Copy out each line of the entries where the word "CodeRabbit" is present.

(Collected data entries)
------------------------------------------------------------------------

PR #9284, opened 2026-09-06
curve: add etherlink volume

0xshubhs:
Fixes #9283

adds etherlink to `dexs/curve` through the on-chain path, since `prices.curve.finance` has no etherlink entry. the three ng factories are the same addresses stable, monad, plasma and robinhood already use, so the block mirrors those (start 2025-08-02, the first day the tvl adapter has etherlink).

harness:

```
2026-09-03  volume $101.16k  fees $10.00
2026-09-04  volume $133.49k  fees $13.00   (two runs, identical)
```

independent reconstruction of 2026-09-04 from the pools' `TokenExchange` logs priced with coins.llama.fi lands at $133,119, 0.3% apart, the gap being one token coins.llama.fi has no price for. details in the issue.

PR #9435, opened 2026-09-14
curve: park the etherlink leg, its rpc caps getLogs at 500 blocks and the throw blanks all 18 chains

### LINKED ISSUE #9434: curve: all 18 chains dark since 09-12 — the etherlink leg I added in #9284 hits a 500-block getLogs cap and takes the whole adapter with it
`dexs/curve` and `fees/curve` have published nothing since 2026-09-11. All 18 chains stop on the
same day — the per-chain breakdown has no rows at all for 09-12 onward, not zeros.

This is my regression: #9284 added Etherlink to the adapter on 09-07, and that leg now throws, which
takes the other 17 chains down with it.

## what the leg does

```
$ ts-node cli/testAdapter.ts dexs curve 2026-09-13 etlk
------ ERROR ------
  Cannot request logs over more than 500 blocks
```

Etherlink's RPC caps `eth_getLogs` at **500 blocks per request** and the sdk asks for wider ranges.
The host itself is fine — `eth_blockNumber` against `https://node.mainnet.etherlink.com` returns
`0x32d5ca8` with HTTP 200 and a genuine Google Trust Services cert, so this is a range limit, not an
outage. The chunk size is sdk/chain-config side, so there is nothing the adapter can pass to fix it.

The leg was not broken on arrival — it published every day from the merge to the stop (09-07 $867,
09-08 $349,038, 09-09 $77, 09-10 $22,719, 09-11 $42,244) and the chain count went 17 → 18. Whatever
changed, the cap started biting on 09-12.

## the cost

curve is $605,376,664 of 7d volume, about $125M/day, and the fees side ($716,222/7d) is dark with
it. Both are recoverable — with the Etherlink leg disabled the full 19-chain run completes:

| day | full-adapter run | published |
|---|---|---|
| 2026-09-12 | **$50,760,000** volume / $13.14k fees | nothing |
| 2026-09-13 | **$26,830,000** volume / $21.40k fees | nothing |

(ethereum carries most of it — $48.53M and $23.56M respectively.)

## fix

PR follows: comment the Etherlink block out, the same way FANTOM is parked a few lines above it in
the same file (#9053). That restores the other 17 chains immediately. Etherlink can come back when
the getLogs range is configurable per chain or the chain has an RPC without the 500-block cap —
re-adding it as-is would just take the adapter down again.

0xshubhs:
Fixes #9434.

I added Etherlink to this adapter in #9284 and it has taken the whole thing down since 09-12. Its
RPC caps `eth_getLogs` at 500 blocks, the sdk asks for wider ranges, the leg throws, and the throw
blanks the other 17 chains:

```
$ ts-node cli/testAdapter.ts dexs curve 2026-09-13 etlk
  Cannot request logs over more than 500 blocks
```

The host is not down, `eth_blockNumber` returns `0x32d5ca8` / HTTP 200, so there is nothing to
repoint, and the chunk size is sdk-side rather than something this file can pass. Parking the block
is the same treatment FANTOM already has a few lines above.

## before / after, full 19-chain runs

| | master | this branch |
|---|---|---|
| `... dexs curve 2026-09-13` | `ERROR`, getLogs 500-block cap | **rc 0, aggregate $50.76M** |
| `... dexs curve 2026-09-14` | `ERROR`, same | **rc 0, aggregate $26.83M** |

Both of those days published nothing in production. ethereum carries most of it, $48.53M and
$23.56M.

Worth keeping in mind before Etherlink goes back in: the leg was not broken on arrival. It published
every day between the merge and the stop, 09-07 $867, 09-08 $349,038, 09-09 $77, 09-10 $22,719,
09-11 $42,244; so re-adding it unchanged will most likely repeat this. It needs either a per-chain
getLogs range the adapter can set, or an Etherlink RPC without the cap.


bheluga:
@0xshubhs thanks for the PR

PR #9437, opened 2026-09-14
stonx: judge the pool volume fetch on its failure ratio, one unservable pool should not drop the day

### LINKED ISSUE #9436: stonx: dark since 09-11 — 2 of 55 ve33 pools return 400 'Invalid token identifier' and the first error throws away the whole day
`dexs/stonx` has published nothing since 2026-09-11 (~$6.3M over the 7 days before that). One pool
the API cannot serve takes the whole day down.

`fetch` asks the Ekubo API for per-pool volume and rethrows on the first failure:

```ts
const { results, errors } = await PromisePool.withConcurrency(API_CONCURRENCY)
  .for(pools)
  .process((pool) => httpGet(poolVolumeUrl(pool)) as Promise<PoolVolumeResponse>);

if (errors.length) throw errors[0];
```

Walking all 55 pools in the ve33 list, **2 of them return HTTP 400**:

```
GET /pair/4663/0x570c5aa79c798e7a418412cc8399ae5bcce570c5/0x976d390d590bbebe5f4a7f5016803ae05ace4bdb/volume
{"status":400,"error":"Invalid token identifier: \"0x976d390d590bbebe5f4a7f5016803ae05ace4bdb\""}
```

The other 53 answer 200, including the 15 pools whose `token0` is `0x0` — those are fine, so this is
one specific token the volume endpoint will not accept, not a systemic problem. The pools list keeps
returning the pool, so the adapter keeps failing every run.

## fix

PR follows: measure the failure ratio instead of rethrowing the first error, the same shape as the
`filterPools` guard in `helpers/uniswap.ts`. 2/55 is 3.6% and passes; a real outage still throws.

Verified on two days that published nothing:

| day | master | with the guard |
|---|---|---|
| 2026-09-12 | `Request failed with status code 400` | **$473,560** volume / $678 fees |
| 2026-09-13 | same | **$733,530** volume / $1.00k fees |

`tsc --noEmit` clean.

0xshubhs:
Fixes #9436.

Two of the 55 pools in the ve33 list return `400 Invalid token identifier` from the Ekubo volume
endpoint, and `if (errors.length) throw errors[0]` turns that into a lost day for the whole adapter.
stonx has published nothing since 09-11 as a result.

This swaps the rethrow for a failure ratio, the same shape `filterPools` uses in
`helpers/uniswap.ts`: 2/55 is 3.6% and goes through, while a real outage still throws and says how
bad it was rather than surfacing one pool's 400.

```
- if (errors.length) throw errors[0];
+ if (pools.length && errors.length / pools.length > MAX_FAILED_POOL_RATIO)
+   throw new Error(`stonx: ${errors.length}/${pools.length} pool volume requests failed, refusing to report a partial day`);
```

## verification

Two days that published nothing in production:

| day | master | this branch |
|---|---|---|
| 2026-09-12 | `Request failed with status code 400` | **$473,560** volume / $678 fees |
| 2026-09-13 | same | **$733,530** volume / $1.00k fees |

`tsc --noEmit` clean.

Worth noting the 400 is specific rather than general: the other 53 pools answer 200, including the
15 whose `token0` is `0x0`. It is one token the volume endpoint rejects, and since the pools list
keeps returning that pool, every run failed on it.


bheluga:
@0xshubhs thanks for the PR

------------------------------------------------------------------------

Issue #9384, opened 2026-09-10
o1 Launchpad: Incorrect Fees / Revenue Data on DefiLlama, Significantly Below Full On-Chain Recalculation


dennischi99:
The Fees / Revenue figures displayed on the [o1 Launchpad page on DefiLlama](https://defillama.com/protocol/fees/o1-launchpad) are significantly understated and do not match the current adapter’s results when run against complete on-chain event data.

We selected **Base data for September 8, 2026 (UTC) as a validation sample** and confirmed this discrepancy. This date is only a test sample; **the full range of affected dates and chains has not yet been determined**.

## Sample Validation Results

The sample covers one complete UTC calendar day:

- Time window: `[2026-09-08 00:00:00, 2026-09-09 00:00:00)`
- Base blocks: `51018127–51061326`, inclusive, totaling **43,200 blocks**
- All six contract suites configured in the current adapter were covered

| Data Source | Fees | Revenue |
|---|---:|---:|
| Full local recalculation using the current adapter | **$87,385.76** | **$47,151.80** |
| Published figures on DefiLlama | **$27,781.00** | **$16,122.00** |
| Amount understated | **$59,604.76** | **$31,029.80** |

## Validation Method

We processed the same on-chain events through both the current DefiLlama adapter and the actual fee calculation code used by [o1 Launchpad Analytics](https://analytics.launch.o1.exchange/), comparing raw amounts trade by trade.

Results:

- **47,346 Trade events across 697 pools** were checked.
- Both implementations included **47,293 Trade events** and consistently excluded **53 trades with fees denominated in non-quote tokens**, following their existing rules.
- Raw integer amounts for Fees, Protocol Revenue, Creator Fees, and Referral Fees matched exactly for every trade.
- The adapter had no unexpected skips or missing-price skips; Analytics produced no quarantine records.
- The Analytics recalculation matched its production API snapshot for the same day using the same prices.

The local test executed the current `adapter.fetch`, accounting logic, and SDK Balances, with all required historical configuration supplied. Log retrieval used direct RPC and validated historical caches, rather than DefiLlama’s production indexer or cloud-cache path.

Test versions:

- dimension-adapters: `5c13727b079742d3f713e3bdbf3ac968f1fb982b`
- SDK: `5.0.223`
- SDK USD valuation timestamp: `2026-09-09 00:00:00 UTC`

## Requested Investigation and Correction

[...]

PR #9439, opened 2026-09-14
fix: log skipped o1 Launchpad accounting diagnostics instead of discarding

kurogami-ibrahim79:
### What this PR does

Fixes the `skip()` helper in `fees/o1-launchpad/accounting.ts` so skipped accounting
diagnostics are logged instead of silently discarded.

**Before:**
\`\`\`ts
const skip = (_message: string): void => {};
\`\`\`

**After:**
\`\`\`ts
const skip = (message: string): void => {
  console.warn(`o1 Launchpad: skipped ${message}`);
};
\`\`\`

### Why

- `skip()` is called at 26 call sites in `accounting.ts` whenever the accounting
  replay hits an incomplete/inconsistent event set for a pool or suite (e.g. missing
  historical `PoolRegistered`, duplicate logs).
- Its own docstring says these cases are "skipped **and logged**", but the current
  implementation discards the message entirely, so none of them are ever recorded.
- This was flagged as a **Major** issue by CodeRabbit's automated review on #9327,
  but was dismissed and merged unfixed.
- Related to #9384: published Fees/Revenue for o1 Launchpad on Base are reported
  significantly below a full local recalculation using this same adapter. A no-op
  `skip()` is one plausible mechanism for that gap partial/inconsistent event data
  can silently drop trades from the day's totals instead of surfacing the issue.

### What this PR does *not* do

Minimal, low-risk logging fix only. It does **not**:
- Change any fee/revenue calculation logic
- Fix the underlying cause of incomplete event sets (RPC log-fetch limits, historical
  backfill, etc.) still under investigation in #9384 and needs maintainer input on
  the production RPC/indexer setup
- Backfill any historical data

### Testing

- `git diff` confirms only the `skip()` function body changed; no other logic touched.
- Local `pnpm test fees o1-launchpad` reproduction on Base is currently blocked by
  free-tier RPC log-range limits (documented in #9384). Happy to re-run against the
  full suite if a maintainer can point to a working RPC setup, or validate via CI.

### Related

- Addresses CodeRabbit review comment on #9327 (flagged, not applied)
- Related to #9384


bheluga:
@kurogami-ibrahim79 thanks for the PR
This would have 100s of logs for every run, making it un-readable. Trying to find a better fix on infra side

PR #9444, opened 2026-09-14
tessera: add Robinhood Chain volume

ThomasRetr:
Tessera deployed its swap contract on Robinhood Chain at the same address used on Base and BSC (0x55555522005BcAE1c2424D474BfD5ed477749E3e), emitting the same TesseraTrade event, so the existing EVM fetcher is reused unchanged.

------------------------------------------------------------------------

> _Completed task_
- This was flagged as a **Major** issue by CodeRabbit's automated review on #9327,
- Addresses CodeRabbit review comment on #9327 (flagged, not applied)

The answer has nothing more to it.